When an input or output component has a config field `batching` that means it supports a batch policy. This is a mechanism that allows you to configure exactly how your batching should work on messages before they are routed to the input or output it’s associated with. Batches are considered complete and will be flushed downstream when either of the following conditions are met:

-   The `byte_size` field is non-zero and the total size of the batch in bytes matches or exceeds it (disregarding metadata.)

-   The `count` field is non-zero and the total number of messages in the batch matches or exceeds it.

-   A message added to the batch causes the [`check`](https://docs.redpanda.com/connect/guides/bloblang/about/) to return to `true`.

-   The `period` field is non-empty and the time since the last batch exceeds its value.

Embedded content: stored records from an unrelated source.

PR #39, opened 2015-11-10
Refactored preferences to no longer use node name as a dependancy

ticklemepierce:
Purpose
-
Previously there was a double for loop comparing tree item names with node names to link the two together.  This poses two problems:
 1) It is O(n^2) time when it could be O(n) and this is slow with large numbers of nodes.
 2) If two nodes have the same name it may link the wrong things

Changes
-
Changed tree_items to be a list of tuples so that the first tuple index is the tree_item and the second is the node id.  This allows us to do one loop and then get the part we need and they will always be linked together properly.

Side Effects
-
Should not be any because everything should be linked properly.

[#OSF-5152]

### DIFF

This allows you to combine conditions:

```yaml
output:
  kafka:
    addresses: [ todo:9092 ]
    topic: benthos_stream

    # Either send batches when they reach 10 messages or when 100ms has passed
    # since the last batch.
    batching:
      count: 10
      period: 100ms
```

> ⚠️ **CAUTION**
>
> A batch policy has the capability to _create_ batches, but not to break them down.

If your configured pipeline is processing messages that are batched _before_ they reach the batch policy then they may circumvent the conditions you’ve specified here, resulting in sizes you aren’t expecting.

If you are affected by this limitation then consider breaking the batches down with a [`split` processor](https://docs.redpanda.com/connect/components/processors/split/) before they reach the batch policy.

### [](#post-batch-processing)Post-batch processing

A batch policy also has a field `processors` which allows you to define an optional list of [processors](https://docs.redpanda.com/connect/components/processors/about/) to apply to each batch before it is flushed. This is a good place to aggregate or archive the batch into a compatible format for an output:

```yaml
output:
  http_client:
    url: http://localhost:4195/post
    batching:
      count: 10
      processors:
        - archive:
            format: lines
```

The above config will batch up messages and then merge them into a line delimited format before sending it over HTTP. This is an easier format to parse than the default which would have been [rfc1342](https://www.w3.org/Protocols/rfc1341/7_2_Multipart.html).

During shutdown any remaining messages waiting for a batch to complete will be flushed down the pipeline.